Problem requirements → The word "bottom" appears in some lines of the entries. Say how many, and give nothing but the number.

Input records →

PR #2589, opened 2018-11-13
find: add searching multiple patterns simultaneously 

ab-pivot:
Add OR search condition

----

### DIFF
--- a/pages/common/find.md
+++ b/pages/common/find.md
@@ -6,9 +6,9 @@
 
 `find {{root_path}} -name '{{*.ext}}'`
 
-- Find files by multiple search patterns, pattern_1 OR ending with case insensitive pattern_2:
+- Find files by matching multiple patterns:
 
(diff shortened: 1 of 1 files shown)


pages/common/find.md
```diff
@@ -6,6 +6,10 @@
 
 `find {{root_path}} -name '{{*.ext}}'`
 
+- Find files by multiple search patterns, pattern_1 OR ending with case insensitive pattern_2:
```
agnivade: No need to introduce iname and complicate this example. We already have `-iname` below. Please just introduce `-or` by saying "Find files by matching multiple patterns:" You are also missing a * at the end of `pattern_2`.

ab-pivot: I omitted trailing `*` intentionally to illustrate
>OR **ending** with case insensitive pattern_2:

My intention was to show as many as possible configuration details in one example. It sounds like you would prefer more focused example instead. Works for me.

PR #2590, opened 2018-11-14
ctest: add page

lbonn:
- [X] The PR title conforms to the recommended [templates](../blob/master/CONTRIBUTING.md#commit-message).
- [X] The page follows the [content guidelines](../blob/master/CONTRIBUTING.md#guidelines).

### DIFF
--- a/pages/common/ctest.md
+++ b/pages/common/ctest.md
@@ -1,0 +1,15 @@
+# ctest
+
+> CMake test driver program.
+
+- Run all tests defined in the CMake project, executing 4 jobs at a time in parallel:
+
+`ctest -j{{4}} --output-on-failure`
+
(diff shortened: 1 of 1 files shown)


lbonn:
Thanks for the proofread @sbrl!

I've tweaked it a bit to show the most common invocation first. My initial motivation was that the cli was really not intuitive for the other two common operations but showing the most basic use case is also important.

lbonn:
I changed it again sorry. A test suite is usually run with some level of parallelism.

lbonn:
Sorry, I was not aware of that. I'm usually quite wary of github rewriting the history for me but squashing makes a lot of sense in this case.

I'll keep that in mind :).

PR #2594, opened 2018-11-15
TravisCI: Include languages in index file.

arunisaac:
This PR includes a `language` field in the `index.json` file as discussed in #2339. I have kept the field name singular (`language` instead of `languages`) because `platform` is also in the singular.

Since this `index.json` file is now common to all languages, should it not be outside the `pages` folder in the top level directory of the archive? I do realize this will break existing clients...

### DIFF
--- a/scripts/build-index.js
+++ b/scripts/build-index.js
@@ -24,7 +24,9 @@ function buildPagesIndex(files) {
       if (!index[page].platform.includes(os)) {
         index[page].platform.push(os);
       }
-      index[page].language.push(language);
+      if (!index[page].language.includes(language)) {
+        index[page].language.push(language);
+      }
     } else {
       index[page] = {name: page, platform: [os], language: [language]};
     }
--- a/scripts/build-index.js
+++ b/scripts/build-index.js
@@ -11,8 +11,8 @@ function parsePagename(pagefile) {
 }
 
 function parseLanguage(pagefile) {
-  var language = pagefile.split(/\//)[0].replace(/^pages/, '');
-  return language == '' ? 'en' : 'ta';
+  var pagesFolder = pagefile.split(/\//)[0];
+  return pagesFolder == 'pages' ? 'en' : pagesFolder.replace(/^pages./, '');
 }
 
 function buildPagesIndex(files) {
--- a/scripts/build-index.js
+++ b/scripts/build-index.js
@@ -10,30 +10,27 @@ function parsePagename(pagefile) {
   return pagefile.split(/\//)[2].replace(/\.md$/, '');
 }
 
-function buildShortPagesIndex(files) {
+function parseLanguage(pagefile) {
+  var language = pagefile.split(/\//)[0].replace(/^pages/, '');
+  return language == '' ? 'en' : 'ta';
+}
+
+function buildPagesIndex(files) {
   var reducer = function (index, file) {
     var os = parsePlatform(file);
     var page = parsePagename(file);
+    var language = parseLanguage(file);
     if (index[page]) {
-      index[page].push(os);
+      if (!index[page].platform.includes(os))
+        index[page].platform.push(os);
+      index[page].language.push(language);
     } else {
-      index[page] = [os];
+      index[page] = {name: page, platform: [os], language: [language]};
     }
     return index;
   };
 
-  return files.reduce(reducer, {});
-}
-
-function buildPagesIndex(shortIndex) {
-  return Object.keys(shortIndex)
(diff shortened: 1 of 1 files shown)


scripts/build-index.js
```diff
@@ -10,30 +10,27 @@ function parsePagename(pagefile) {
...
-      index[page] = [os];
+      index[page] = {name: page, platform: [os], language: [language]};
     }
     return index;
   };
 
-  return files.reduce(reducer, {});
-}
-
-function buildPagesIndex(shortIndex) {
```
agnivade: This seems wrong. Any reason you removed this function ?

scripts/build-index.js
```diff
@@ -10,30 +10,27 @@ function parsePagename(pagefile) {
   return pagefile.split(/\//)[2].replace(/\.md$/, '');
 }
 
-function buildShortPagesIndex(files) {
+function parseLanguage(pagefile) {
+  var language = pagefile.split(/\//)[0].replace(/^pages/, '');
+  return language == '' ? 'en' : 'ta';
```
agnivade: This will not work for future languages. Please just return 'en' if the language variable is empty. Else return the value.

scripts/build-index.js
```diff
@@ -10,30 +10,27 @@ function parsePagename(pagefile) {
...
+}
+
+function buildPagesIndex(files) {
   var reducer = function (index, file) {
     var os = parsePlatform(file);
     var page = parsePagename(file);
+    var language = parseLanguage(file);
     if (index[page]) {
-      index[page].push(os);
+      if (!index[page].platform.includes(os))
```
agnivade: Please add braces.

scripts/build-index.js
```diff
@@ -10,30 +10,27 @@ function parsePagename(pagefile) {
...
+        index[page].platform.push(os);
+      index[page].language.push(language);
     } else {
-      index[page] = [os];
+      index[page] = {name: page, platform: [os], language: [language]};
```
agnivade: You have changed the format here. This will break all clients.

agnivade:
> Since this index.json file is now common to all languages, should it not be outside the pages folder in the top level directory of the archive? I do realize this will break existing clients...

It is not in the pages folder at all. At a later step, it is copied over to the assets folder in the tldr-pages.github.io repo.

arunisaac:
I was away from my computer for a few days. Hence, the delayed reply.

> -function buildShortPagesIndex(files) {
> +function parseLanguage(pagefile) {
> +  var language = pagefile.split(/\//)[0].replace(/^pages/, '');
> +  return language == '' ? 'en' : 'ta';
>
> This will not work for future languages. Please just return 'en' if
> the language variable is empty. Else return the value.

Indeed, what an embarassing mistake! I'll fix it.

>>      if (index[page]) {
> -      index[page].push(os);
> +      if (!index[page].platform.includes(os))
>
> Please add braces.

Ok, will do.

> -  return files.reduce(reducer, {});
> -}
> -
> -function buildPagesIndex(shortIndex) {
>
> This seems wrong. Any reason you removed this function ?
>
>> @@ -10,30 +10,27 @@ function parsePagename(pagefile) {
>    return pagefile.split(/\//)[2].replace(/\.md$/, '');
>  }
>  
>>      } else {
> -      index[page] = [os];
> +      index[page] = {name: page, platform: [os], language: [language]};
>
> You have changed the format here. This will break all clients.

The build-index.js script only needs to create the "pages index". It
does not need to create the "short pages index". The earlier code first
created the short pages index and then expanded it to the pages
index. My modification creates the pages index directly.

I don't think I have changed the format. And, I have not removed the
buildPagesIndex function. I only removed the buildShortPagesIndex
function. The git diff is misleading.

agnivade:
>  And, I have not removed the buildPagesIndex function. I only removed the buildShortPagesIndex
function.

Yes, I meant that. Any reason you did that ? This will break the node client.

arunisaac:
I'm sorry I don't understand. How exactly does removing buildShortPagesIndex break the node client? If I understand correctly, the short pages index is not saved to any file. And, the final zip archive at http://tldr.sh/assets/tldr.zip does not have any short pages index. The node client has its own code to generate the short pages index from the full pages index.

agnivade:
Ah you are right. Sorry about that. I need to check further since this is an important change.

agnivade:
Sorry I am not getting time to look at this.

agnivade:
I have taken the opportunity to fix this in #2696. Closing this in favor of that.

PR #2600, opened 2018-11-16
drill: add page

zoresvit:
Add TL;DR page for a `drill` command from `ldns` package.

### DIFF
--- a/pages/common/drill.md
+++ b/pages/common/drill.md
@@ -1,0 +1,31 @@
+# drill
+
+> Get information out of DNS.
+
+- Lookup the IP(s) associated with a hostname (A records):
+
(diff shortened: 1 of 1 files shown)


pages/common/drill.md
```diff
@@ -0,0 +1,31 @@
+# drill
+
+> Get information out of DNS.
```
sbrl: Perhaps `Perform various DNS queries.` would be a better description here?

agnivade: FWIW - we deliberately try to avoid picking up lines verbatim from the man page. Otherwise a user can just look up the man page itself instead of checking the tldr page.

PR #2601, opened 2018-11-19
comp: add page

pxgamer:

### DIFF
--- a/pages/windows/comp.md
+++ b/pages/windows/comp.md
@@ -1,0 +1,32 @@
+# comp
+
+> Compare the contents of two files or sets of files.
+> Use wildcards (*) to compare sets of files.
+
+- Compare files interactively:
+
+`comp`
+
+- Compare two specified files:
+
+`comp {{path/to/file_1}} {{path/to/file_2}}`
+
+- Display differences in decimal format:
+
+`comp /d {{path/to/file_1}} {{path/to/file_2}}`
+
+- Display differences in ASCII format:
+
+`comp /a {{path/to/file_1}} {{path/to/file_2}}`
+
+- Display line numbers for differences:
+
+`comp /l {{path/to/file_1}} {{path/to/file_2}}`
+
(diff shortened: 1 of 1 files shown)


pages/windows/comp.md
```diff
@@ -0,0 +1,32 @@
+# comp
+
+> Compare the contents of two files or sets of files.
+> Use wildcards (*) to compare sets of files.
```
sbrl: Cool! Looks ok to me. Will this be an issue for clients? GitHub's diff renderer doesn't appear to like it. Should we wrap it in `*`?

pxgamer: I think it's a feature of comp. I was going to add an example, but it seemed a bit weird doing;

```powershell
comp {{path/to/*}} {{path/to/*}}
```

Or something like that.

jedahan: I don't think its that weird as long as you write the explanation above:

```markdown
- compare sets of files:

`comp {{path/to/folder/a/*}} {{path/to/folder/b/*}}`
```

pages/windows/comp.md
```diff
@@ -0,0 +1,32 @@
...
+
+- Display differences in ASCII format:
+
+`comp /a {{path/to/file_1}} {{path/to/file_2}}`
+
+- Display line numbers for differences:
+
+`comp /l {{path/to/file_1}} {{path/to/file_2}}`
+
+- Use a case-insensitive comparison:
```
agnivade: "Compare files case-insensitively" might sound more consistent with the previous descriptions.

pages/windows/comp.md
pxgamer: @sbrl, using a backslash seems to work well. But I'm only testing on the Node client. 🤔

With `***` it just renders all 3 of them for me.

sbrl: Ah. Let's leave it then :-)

...

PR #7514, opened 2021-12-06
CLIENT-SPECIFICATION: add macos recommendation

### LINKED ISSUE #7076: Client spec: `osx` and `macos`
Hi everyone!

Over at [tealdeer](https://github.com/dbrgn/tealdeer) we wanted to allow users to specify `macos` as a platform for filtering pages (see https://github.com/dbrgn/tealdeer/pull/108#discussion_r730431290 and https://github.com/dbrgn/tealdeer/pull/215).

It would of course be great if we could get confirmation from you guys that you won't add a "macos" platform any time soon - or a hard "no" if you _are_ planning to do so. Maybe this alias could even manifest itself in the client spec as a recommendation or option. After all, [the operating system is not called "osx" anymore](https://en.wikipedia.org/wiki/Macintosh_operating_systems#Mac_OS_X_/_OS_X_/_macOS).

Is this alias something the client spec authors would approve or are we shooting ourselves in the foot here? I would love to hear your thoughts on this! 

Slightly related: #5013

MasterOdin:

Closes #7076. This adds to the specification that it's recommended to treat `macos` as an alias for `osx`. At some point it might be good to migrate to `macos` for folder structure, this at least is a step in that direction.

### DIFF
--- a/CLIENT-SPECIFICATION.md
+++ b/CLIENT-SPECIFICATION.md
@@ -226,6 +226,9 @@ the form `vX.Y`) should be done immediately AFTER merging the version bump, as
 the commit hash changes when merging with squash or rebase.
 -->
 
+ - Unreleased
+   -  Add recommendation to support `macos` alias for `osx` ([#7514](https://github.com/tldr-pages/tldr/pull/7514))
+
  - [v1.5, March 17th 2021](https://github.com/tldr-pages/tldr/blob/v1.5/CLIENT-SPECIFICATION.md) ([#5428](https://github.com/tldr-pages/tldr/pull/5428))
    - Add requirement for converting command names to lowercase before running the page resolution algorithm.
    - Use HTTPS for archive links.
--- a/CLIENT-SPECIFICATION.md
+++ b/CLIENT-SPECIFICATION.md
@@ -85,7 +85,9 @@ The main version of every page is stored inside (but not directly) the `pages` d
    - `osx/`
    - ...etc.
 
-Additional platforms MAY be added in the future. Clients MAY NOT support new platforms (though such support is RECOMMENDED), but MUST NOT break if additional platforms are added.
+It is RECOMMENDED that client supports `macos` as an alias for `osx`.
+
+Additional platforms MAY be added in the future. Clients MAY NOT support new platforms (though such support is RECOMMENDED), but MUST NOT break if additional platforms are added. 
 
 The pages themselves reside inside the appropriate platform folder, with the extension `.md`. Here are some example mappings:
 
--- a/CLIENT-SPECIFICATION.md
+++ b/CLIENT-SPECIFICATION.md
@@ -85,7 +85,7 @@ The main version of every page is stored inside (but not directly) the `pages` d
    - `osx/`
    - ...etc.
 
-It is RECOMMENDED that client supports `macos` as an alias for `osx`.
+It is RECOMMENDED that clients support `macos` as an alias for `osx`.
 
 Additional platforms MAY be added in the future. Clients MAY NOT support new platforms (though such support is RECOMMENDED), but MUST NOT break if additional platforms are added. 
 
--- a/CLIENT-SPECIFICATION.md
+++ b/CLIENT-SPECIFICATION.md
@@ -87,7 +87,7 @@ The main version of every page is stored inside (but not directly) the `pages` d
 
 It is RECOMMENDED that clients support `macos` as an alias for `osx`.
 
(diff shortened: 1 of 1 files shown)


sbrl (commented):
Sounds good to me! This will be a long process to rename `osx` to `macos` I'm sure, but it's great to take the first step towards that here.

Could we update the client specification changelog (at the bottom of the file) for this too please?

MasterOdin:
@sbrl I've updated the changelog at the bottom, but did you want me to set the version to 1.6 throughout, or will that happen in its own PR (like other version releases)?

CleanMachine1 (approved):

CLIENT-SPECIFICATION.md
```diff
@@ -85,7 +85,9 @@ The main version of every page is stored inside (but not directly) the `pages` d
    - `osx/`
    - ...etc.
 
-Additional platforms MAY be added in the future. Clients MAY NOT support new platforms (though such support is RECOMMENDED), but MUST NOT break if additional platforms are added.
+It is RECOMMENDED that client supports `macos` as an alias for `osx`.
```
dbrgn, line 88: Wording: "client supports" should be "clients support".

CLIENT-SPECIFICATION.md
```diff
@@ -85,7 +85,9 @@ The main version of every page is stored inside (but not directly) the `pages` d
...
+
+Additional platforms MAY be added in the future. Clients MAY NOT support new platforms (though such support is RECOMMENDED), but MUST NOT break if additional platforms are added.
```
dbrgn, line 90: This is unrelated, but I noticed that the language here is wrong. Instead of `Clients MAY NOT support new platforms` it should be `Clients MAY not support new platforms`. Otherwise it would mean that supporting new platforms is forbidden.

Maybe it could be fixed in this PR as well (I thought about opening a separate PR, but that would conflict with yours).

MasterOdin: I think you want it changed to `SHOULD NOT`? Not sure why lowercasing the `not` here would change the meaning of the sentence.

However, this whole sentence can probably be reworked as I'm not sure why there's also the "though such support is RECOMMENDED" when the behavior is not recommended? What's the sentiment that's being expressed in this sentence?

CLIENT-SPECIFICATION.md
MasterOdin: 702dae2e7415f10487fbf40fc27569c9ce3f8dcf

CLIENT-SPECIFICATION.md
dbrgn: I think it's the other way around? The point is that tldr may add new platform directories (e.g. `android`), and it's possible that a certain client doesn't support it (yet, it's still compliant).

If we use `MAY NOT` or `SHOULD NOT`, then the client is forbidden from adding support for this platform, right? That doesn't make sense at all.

Task response → 2